• **EXERCISE BRIEF**
Every line from the one containing "in _forward_data_to_target in" to the one containing "- **Add invokehttp" in the records below, both included, must be set down exactly, and no other line.

• **RECORDS TO USE**
- Opening Delimiter -
Issue #517, opened 2025-01-08
copilot provider doesn't handle body arriving in a different message than the headers


jhrozek:
in _forward_data_to_target in the copilot pipeline we pass the data through the pipeline always even if we only receive headers in one message and the body in the subsequent message. This causes the first request (headers) to bypass the pipeline because the body is empty and the request to fail in case e.g. the server checks if the body is valid JSON. 

Since our pipeline needs the complete body of the request anyway, we need to buffer the whole body before forwarding it to the pipeline (if we didn't have the pipeline, we could probably just start writing the body in chunks as soon as the first piece of the body arrived)

PR #523, opened 2025-01-09
Add first two copilot integration tests

jhrozek:
- **Add invokehttp to dummy data** - We'd like to write unit tests that would ideally work equally well with the released docker container as well as for local development. Let's add a well-known malicious library to the data set for testing.
- **Add data types for pipeline routing, add route for OpenAI** - We just had a simple if-else for pipeline routing. Instead, let's add a data type that includes the paths and optionally a `target_url`. We can use that to add a routing for OpenAI which we'll use for testing the Copilot provider. In the future we can make the routings pluggable.
- **When processing forwarded HTTP request, don't process until we have received the whole body** - It might happen that the proxied request arrives in two chunks - first just the headers and then the body. In that case we would have sent just the headers with an empty body through the pipeline which might trigger errors like "400 Client Error", then the body would arrive in the next chunk. This patch changes the logic to keep the whole body in the buffer until it is complete and can be processed by the pipeline and sent off to the server.

- **Add integration tests for the copilot provider** - 

Since the copilot provider is a proxy, we add a "requester" module that
depending on the provider makes a request either using raw python
requests like earlier or by setting a proxy and using a CA cert file.

To be able to add more tests, we also add more kinds of checks, in
addition to the existing one which makes sure the reply is like the
expected one using cosine distance, we also add checks that make sure
the LLM reply contains or doesn't contain a string.

We use those to add a test that ensures that the copilot provider chat
works and that the copilot chat refuses to generate code snippet with a
malicious package.

To be able to run a subset of tests, we also add the ability to select a
subset of tests based on a provider (`codegate_providers`) or the test name (`codegate_test_names`)

These serve as the base for further integration tests.

To run them, call:
```
CODEGATE_PROVIDERS=copilot \
CA_CERT_FILE=/Users/you/devel/codegate/codegate_volume/certs/ca.crt \
ENV_COPILOT_KEY=your-openapi-key \
python tests/integration/integration_tests.py
```

Related: #402
Fixes: #517

### DIFF
--- a/data/malicious.jsonl
+++ b/data/malicious.jsonl
@@ -8,3 +8,4 @@
 {"name":"malicious-go-dummy","type":"go","description":"Dummy malicious to test with simple package name on go"}
 {"name":"@prefix/malicious-crates-dummy","type":"crates","description":"Dummy malicious to test with encoded package name on crates"}
 {"name":"malicious-crates-dummy","type":"crates","description":"Dummy malicious to test with simple package name on crates"}
+{"name":"invokehttp","type":"pypi","description":"Invokehttp is a malicious package"}
--- a/src/codegate/providers/copilot/mapping.py
+++ b/src/codegate/providers/copilot/mapping.py
@@ -1,4 +1,6 @@
-from typing import List
+from dataclasses import dataclass
+from enum import Enum
+from typing import List, Optional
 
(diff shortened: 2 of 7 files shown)


ptelang:
Looks great! Thanks for refactoring the test framework code.

ptelang (approved):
- Closing Delimiter -
• **ANSWER**
in _forward_data_to_target in the copilot pipeline we pass the data through the pipeline always even if we only receive headers in one message and the body in the subsequent message. This causes the first request (headers) to bypass the pipeline because the body is empty and the request to fail in case e.g. the server checks if the body is valid JSON. 

Since our pipeline needs the complete body of the request anyway, we need to buffer the whole body before forwarding it to the pipeline (if we didn't have the pipeline, we could probably just start writing the body in chunks as soon as the first piece of the body arrived)

PR #523, opened 2025-01-09
Add first two copilot integration tests

jhrozek:
- **Add invokehttp to dummy data** - We'd like to write unit tests that would ideally work equally well with the released docker container as well as for local development. Let's add a well-known malicious library to the data set for testing.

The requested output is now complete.